ABOUT THIS EXERCISE :: Go through the listing below and return every line exactly.
[[ THE RECORDS open ]]
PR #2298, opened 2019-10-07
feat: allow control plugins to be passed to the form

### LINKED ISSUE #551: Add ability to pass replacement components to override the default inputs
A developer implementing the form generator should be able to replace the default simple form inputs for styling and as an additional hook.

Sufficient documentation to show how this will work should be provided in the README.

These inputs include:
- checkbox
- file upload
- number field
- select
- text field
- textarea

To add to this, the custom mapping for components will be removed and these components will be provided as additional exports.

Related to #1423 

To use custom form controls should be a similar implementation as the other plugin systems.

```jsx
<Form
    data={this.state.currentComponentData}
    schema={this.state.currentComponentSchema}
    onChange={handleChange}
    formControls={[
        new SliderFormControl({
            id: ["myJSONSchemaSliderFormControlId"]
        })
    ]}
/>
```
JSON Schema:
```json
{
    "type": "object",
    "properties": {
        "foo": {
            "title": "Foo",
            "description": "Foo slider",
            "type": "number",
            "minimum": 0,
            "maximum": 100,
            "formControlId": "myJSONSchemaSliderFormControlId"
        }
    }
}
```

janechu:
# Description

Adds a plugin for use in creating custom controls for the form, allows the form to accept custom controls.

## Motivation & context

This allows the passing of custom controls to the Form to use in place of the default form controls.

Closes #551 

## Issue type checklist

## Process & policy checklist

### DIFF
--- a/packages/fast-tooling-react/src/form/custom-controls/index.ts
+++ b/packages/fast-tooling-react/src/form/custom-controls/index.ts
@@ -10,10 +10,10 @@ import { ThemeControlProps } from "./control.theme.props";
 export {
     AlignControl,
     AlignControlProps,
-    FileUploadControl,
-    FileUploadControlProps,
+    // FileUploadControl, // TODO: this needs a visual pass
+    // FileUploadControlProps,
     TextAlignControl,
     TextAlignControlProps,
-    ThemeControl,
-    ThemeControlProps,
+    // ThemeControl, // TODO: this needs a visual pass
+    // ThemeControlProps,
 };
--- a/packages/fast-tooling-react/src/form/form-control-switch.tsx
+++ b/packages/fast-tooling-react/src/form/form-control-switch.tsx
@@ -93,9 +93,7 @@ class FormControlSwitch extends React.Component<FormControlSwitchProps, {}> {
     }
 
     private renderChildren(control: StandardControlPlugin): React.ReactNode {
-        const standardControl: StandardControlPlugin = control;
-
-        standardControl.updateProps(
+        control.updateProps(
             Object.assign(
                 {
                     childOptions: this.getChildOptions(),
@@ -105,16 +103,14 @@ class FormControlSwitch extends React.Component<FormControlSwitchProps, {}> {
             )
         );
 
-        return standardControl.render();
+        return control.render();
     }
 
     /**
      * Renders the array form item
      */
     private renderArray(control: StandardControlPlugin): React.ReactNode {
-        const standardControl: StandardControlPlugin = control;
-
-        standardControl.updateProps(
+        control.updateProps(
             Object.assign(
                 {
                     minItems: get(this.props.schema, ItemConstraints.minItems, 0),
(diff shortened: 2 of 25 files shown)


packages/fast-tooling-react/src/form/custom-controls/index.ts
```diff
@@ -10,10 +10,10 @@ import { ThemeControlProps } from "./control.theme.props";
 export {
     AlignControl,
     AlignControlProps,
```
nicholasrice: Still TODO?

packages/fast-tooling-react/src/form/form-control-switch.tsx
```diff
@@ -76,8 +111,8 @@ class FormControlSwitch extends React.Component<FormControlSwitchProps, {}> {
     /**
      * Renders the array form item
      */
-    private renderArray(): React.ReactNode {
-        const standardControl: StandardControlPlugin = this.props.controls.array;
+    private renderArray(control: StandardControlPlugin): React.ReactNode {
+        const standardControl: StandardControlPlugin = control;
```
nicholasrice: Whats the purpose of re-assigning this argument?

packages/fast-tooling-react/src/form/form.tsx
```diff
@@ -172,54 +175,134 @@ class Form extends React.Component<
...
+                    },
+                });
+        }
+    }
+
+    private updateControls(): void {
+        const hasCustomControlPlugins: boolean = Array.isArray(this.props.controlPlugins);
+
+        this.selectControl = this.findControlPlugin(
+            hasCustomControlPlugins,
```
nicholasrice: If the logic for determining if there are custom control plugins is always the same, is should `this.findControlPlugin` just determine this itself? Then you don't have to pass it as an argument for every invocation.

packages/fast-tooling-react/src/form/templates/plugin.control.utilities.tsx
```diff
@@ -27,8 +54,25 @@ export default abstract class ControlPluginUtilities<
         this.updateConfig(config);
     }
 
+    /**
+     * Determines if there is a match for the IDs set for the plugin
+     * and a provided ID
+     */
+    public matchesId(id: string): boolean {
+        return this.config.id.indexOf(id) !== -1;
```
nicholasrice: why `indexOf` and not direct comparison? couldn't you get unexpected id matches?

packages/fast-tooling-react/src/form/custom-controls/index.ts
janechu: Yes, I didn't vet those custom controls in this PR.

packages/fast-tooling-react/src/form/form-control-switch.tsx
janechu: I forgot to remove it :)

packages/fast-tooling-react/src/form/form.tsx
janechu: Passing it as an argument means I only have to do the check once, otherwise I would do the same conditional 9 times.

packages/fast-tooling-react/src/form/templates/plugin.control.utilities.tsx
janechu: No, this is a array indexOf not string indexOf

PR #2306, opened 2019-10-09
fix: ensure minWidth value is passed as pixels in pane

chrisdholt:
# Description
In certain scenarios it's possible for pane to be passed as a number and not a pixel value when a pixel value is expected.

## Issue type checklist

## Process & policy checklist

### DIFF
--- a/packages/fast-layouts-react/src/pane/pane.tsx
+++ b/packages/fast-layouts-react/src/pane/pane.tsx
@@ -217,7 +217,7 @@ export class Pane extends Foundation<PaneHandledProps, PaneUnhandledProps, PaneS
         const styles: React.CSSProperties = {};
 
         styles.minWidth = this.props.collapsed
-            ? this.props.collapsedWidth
[[ THE RECORDS closed ]]
THE COMPLETED TASK ::
PR #2298, opened 2019-10-07
feat: allow control plugins to be passed to the form

### LINKED ISSUE #551: Add ability to pass replacement components to override the default inputs
A developer implementing the form generator should be able to replace the default simple form inputs for styling and as an additional hook.

Sufficient documentation to show how this will work should be provided in the README.

These inputs include:
- checkbox
- file upload
- number field
- select
- text field
- textarea

To add to this, the custom mapping for components will be removed and these components will be provided as additional exports.

Related to #1423 

To use custom form controls should be a similar implementation as the other plugin systems.

```jsx
<Form
    data={this.state.currentComponentData}
    schema={this.state.currentComponentSchema}
    onChange={handleChange}
    formControls={[
        new SliderFormControl({
            id: ["myJSONSchemaSliderFormControlId"]
        })
    ]}
/>
```
JSON Schema:
```json
{
    "type": "object",
    "properties": {
        "foo": {
            "title": "Foo",
            "description": "Foo slider",
            "type": "number",
            "minimum": 0,
            "maximum": 100,
            "formControlId": "myJSONSchemaSliderFormControlId"
        }
    }
}
```

janechu:
# Description

Adds a plugin for use in creating custom controls for the form, allows the form to accept custom controls.

## Motivation & context

This allows the passing of custom controls to the Form to use in place of the default form controls.

Closes #551 

## Issue type checklist

## Process & policy checklist

### DIFF
--- a/packages/fast-tooling-react/src/form/custom-controls/index.ts
+++ b/packages/fast-tooling-react/src/form/custom-controls/index.ts
@@ -10,10 +10,10 @@ import { ThemeControlProps } from "./control.theme.props";
 export {
     AlignControl,
     AlignControlProps,
-    FileUploadControl,
-    FileUploadControlProps,
+    // FileUploadControl, // TODO: this needs a visual pass
+    // FileUploadControlProps,
     TextAlignControl,
     TextAlignControlProps,
-    ThemeControl,
-    ThemeControlProps,
+    // ThemeControl, // TODO: this needs a visual pass
+    // ThemeControlProps,
 };
--- a/packages/fast-tooling-react/src/form/form-control-switch.tsx
+++ b/packages/fast-tooling-react/src/form/form-control-switch.tsx
@@ -93,9 +93,7 @@ class FormControlSwitch extends React.Component<FormControlSwitchProps, {}> {
     }
 
     private renderChildren(control: StandardControlPlugin): React.ReactNode {
-        const standardControl: StandardControlPlugin = control;
-
-        standardControl.updateProps(
+        control.updateProps(
             Object.assign(
                 {
                     childOptions: this.getChildOptions(),
@@ -105,16 +103,14 @@ class FormControlSwitch extends React.Component<FormControlSwitchProps, {}> {
             )
         );
 
-        return standardControl.render();
+        return control.render();
     }
 
     /**
      * Renders the array form item
      */
     private renderArray(control: StandardControlPlugin): React.ReactNode {
-        const standardControl: StandardControlPlugin = control;
-
-        standardControl.updateProps(
+        control.updateProps(
             Object.assign(
                 {
                     minItems: get(this.props.schema, ItemConstraints.minItems, 0),
(diff shortened: 2 of 25 files shown)


packages/fast-tooling-react/src/form/custom-controls/index.ts
```diff
@@ -10,10 +10,10 @@ import { ThemeControlProps } from "./control.theme.props";
 export {
     AlignControl,
     AlignControlProps,
```
nicholasrice: Still TODO?

packages/fast-tooling-react/src/form/form-control-switch.tsx
```diff
@@ -76,8 +111,8 @@ class FormControlSwitch extends React.Component<FormControlSwitchProps, {}> {
     /**
      * Renders the array form item
      */
-    private renderArray(): React.ReactNode {
-        const standardControl: StandardControlPlugin = this.props.controls.array;
+    private renderArray(control: StandardControlPlugin): React.ReactNode {
+        const standardControl: StandardControlPlugin = control;
```
nicholasrice: Whats the purpose of re-assigning this argument?

packages/fast-tooling-react/src/form/form.tsx
```diff
@@ -172,54 +175,134 @@ class Form extends React.Component<
...
+                    },
+                });
+        }
+    }
+
+    private updateControls(): void {
+        const hasCustomControlPlugins: boolean = Array.isArray(this.props.controlPlugins);
+
+        this.selectControl = this.findControlPlugin(
+            hasCustomControlPlugins,
```
nicholasrice: If the logic for determining if there are custom control plugins is always the same, is should `this.findControlPlugin` just determine this itself? Then you don't have to pass it as an argument for every invocation.

packages/fast-tooling-react/src/form/templates/plugin.control.utilities.tsx
```diff
@@ -27,8 +54,25 @@ export default abstract class ControlPluginUtilities<
         this.updateConfig(config);
     }
 
+    /**
+     * Determines if there is a match for the IDs set for the plugin
+     * and a provided ID
+     */
+    public matchesId(id: string): boolean {
+        return this.config.id.indexOf(id) !== -1;
```
nicholasrice: why `indexOf` and not direct comparison? couldn't you get unexpected id matches?

packages/fast-tooling-react/src/form/custom-controls/index.ts
janechu: Yes, I didn't vet those custom controls in this PR.

packages/fast-tooling-react/src/form/form-control-switch.tsx
janechu: I forgot to remove it :)

packages/fast-tooling-react/src/form/form.tsx
janechu: Passing it as an argument means I only have to do the check once, otherwise I would do the same conditional 9 times.

packages/fast-tooling-react/src/form/templates/plugin.control.utilities.tsx
janechu: No, this is a array indexOf not string indexOf

PR #2306, opened 2019-10-09
fix: ensure minWidth value is passed as pixels in pane

chrisdholt:
# Description
In certain scenarios it's possible for pane to be passed as a number and not a pixel value when a pixel value is expected.

## Issue type checklist

## Process & policy checklist

### DIFF
--- a/packages/fast-layouts-react/src/pane/pane.tsx
+++ b/packages/fast-layouts-react/src/pane/pane.tsx
@@ -217,7 +217,7 @@ export class Pane extends Foundation<PaneHandledProps, PaneUnhandledProps, PaneS
         const styles: React.CSSProperties = {};
 
         styles.minWidth = this.props.collapsed
-            ? this.props.collapsedWidth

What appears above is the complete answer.